13 – Haja bom humor!

 

Este também é referente à escrita aqui no WPT. Todos gostamos de ter alguma piada, no mínimo, nem que seja para espalhar boa disposição. Alguns levam isso longe demais e viram palhaços mesmo, mas isso não é para todos. Já nem falo em tomar a comédia a sério, mas confesso que me dá um certo gosto em ver que por vezes causo algum riso em alguns de vocês. E é uma característica muito curiosa no mundo do wrestling. É muito propício a humor. Nesta nossa era da internet, encontra-se uma página humorística para basicamente tudo. O wrestling não é excepção. Mas não só não é excepção como parece o mais propício e parece mais raro encontrar páginas dedicadas inteiramente a wrestling com abordagens sérias! Culpa a atribuir? Talvez a facilidade actual em fazer asneiras. Como boa malta que somos, em vez de nos chatear, gozamos. De uma forma ou de outra, a malta diverte-se sempre. Quem diria que o wrestling seria uma fonte tão boa de humor? E não, não me refiro a muitos segmentos de “comédia” que às vezes nos aparecem!

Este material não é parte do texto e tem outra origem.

PR #413, opened 2018-07-08
Add AdminLTE bundle 0.9

kevinpapst:
| Q             | A
| ------------- | ---
| License       | MIT

Adds the AdminLTE theme bundle 0.9

Testing this bundle:
```
composer config extra.symfony.allow-contrib true
export SYMFONY_ENDPOINT=https://symfony.sh/r/github.com/symfony/recipes-contrib/413
composer req "kevinpapst/adminlte-bundle:^0.9"
```
See https://symfony.sh/r/github.com/symfony/recipes-contrib/413

About AdminLTE bundle:
- Packagist: https://packagist.org/packages/kevinpapst/adminlte-bundle
- Repo: https://github.com/kevinpapst/AdminLTEBundle
- Demo app: https://github.com/kevinpapst/AdminLTEBundle-Demo

**EDIT:** Sorry for all the noise below, but I had some troubles with the composer dependencies (due to the 3.4 and 4.x demo applications) and had to create a couple of releases before it worked.


kevinpapst/adminlte-bundle/0.9/config/packages/admin_lte.yaml
```diff
@@ -0,0 +1,45 @@
+#
+# Configuration file for the AdminLTE bundle
+#
+# For more information about the bundle settings visit:
+# https://github.com/kevinpapst/AdminLTEBundle/blob/master/Resources/docs/configurations.md
+#
+admin_lte:
+    options:
```
Nyholm: Is this all the default config? 

There is no need to add that in a recipe. The bundle will work equally well without it.

kevinpapst/adminlte-bundle/0.9/config/packages/admin_lte.yaml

12 – A grandeza dos eventos

Este é mais referente à WWE. Simplesmente porque é a que consegue fazer disso, entenda-se, é a que consegue pagar isso. Olhem para uma Wrestlemania e reparem no quão grandioso eles conseguem fazer o evento de uma arte/modalidade que ainda é considerada um pouco “marginal”. Olhem para as suas actividades fora do ringue e digam se não vos enche de vontade de constar num Axxess? Olhem para aquele palco e para o hype que envolve cada evento, cada acontecimento daquele card e neguem que eles não fazem um trabalho estupendo em engrandecer o seu já enorme evento. Até o raio das musiquinhas que me costumam irritar sempre, eles conseguem dar-lhes um “feeling” diferente e até lhe dão um tom épico à coisa. Levante a mão quem tem uma ida à Wrestlemania na sua lista de sonhos!

11 – Não há fim!

Todos temos séries televisivas predilectas. E todas elas – à excepção dos Simpsons, graças a todos os santos – eventualmente acabam. Depois temos a WWE que já tem os anos todos e anda a dar-nos um Monday Night Raw há mais de 20 anos. O cast e as histórias vão mudando mas o programa está sempre lá. É aqui que entra o momento “Oh crap” ao apercebermo-nos de que é assim que funciona uma novela. Não propriamente das Portuguesas e Brasileiras a que estamos acostumados porque essas também têm o seu fim, mas lá as “soap operas” Americanas funcionam assim. E, temos que admitir, esta é a nossa novela. Não tem o Anselmo Ralph a acentuar todas as sílabas de cada palavra, felizmente, e é uma novela muito diferente. É à nossa maneira. E podemos alegrar-nos ao pensar que não tem fim à vista. É-nos sempre garantido um Monday Night Raw ou um Impact Wrestling ou qualquer outra coisa, pelo menos para já. Nem sempre nos é garantido um bom Raw, mas pronto, não se há de ter tudo sempre!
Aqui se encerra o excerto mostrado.